Le famiglie italiane sono sempre più in difficoltà e ormai si taglia anche sui beni alimentari. È quanto emerge dai dati Istat relativi alle vendite al dettaglio di marzo che rimangono stabili come valore ma scendono come quantità. Come si affronta l’emergenza salariale?
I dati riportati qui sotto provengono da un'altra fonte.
PR #1300, opened 2025-02-19
Remove the lazy value in `extract_concrete_model`

Halbaroth:
The code is harder to understand with this lazy value and most of the model generation code does not run if `Options.get_interpretation ()` is not true.


Halbaroth:
Added to #1291

PR #1304, opened 2025-02-25
Create a custom ADT for Th_util.answer

Halbaroth:
An option type is not self-documenting code.

### DIFF
--- a/src/lib/reasoners/th_util.mli
+++ b/src/lib/reasoners/th_util.mli
@@ -25,7 +25,18 @@
 (*                                                                        *)
 (**************************************************************************)
 
-type answer = (Explanation.t * Expr.Set.t list) option
+(** Type of answers returned by theory queries for ground literals. *)
+type answer =
+  | Entailed of { ex : Explanation.t; classes : Expr.Set.t list }
+  (** The literal is entailed by the theory environment:
+      - The explanation [ex] justifies why the literal holds in the
+        environment.
+      - [classes] is used only for debugging purposes. *)
+
+  | Unknown
+  (** One does not encounter a contradiction when assuming the negation of the
+      literal. It does not imply that the literal is false in the environment,
+      as the decision procedures might be incomplete. *)
 
 type theory =
   | Th_arith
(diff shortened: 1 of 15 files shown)


src/lib/reasoners/th_util.mli
```diff
@@ -25,7 +25,18 @@
...
+  | Entailed of { ex : Explanation.t; classes : Expr.Set.t list }
+  (** The literal is entailed by the theory environment:
+      - The explanation [ex] justifies why the literal holds in the
+        environment.
+      - [classes] is used only for debugging purposes. *)
+
+  | Unknown
+  (** One does not encounter a contradiction when assuming the negation of the
+      literal. It does not imply that the literal is false in the environment,
+      as the decision procedures might be incomplete. *)
```
bclement-ocp: This comment seems misleading — even with a complete decision procedure, if a literal is not entailed, it does not imply that its negation is entailed (there might be models where the literal is true and other models where it is false).

Incompleteness means that the literal might still be entailed even though we were not able to prove that, so I'd suggest something along the line of:


> The theory couldn't prove that the literal is entailed by the current environment. This might mean one of several things:
>        
>  - The negation of the literal is entailed by the current environment, or
>         
>  - The truth value of the literal is independent of the current environment (it is true in some models and false in other models), or
>            
> - The literal is entailed by the current environment but we failed to prove so (in which case the decision procedure used is incomplete).

src/lib/reasoners/th_util.mli
```diff
@@ -25,7 +25,18 @@
 (*                                                                        *)
 (**************************************************************************)
 
-type answer = (Explanation.t * Expr.Set.t list) option
+(** Type of answers returned by theory queries for ground literals. *)
+type answer =
+  | Entailed of { ex : Explanation.t; classes : Expr.Set.t list }
+  (** The literal is entailed by the theory environment:
+      - The explanation [ex] justifies why the literal holds in the
+        environment.
```
bclement-ocp: Might be worth insisting here that this means:
 - `ex` holds in the current environment
 - `ex => lit` is a tautology

bclement-ocp (commented):
Thanks! This makes things more readable. Please update the comments on `Th_util.answer` to be reworked a bit for clarity and correctness (see inline comments) and we should be good to merge.

bclement-ocp (approved):
Thought I'd approved this one, sorry!

PR #1305, opened 2025-02-26
Add a test to cover corner cases in `add_predicate`

Halbaroth:
The `Instances` module does not handle ground predicates the same way as other predicates. These corner cases are not covered by our non-regression tests (add an assertion if you do not believe me).

This PR adds a test in AE format to cover these cases.

Note that we cannot cover them with a SMT format test, as we do not differentiate functions and predicates in `Translate` for this format.


bclement-ocp (approved):
Can you clarify the

PR #1307, opened 2025-02-28
Update the installation documentation

Halbaroth:
- Explain how to install Alt-Ergo binary with `dune install`.
- Simplify the Makefile targets for JavaScript artifacts.
- Remove documentation about AB-Why3 plugin and mention it was deprecated and removed.
- Reorganize a bit the documentation of the installation and move developer-specific details to the developer documentations.
- Remove the documentation about `install` and `install-all` targets, as no one uses them and the user cannot specify a prefix directory with them. I kept them for the CI.


docs/sphinx_docs/requirements.txt
```diff
@@ -5,4 +5,5 @@
 sphinx >= 4.4.0
 myst-parser
 sphinx_rtd_theme
+sphinx-markdown-tables
```
bclement-ocp, line 8: I think we had issues with this plugin in the past — did you check that the rendering of the documentation was OK?

bclement-ocp (approved):
LGTM. Would be nice to tweak the makefile to provide standard targets sometimes (`make install` etc.) but that's not required.

Please do check that the sphinx-markdown-table plugin does not mess up existing documentation pages though, I think we had issues with it in the past.

Halbaroth:
> Please do check that the sphinx-markdown-table plugin does not mess up existing documentation pages though, I think we had issues with it in the past.

Sure, I checked before submitting this PR and it works fine.
Screenshot 2025-03-24 at 10-13-47 Contributing — Alt-Ergo Documentation documentation

bclement-ocp:
> > Please do check that the sphinx-markdown-table plugin does not mess up existing documentation pages though, I think we had issues with it in the past.
> 
> Sure, I checked before submitting this PR and it works fine. Screenshot 2025-03-24 at 10-13-47 Contributing — Alt-Ergo Documentation documentation

I'm not talking about the new table, I'm talking about existing tables that we have on other pages. 

Actually — why do we need this new plugin for tables? I think they are already supported by `myst-parser`?

Halbaroth:
I tried to use the markdown syntax for the table without this plugin and it didn't work.

Halbaroth:
Strange, it seems to work now \O/. I will remove it.

PR #1313, opened 2025-03-25
Move guard creation from Satml_frontend to Satml

bclement-ocp:
This reduces the amount of calls to `new_vars` from outside the `Satml` module to 1, making it easier to get rid of that function and fold it into `assume` for a simpler and more robust API.


Halbaroth (approved):
LGTM :)

PR #1318, opened 2025-04-15
Step limit fixes

bclement-ocp:
Backport of #1245 #1316 #1317 for 2.6.1 bugfix release.

### DIFF
--- a/src/lib/reasoners/uf.ml
+++ b/src/lib/reasoners/uf.ml
@@ -474,6 +474,9 @@ module Env = struct
     let rec fixpoint () =
       Options.exec_thread_yield ();
       (try SetRL.iter apply_rule rls with Exit -> ());
+      (* AC(X) bugs can trigger an infinite loop here, so increment a steps
+         counter to be safe. *)
+      Steps.incr Ac;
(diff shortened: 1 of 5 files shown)


src/lib/reasoners/uf.ml
```diff
@@ -474,6 +474,9 @@ module Env = struct
     let rec fixpoint () =
       Options.exec_thread_yield ();
       (try SetRL.iter apply_rule rls with Exit -> ());
+      (* AC(X) bugs can trigger an infinite loop here, so increment a steps
+         counter to be safe. *)
+      Steps.incr Ac;
```
Halbaroth, line 479: Nit: we could mention the issue here.

Halbaroth (approved):

src/lib/reasoners/uf.ml
bclement-ocp: I'd rather avoid linking to any specific issue because that implies the code could be removed when the issue is fixed, but any AC(X) bug (more specifically any bug related to AC(X) order) could trigger an infinite loop here.

PR #1320, opened 2025-04-22
refactor(bv): Simplify bv2nat mapping using right shifts

bclement-ocp:
The bv2nat mapping is able to record an integer expression for each bit-vector extraction, but we only need to record arithmetic right shifts since we encode an extraction `bv<i, j>` as `(bv asr j) - (bv asr i) * 2^(j - i + 1)`.

This ensures we can't accidentally leave bogus extractions in the map.

### DIFF
--- a/src/lib/reasoners/bitv_rel.ml
+++ b/src/lib/reasoners/bitv_rel.ml
@@ -118,7 +118,7 @@ module BV2Nat = struct
 
      In order to minimize the number of polynomial variables, we compute the
      integer version of an extraction of [x] from bit [i] to [j] (inclusive) as
-     [0 <= bv2nat(x asr i) - bv2nat(x asr j) * 2^(j-i+1) < 2^(j-i+1)].
+     [0 <= bv2nat(x) asr i - bv2nat(x) asr j * 2^(j-i+1) < 2^(j-i+1)].
 
      Note: We currently have no way of defining the bv2nat and int2bv of an
      arbitrary semantic value structurally, so we resort to dynamically creating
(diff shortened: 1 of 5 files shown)


src/lib/reasoners/bitv_rel.ml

“Nell’immediato, con un soccorso fiscale adeguato, finanziato dai prelievi sugli extra-profitti, come indicato. Ma attenzione, le defiscalizzazioni e le decontribuzioni, come i fringe benefit detassati, sottraggono risorse al welfare. Se le entrate perse non vengono sostituite da prelievi su altre fonti di reddito, si va avanti, con complicità finanche inconsapevoli, verso lo “starve the beast” di Thatcher e Reagan, ossia lo Stato sociale minimo”.
Più fringe benefit per i lavoratori con figli. Si vince così il gelo demografico?
“No. È, anche qui, propaganda. C’è, innanzitutto, un’emergenza antropologica da affrontare e anche noi dovremmo riconoscerla non considerarla una fisima della destra. Purtroppo, Pier Paolo Pasolini è stato profetico: è il trionfo dell’indivualismo consumista. Poi, c’è la precarietà del lavoro, i costi per la casa, gli asili nido. Per la prima volta dopo tanti anni, la legge di Bilancio 2023 non prevede un euro per il sostegno agli affitti delle famiglie in difficoltà, mentre si aggrava la precarietà. Sugli asili nido, sarebbe inaccettabile perdere le risorse del PNRR”.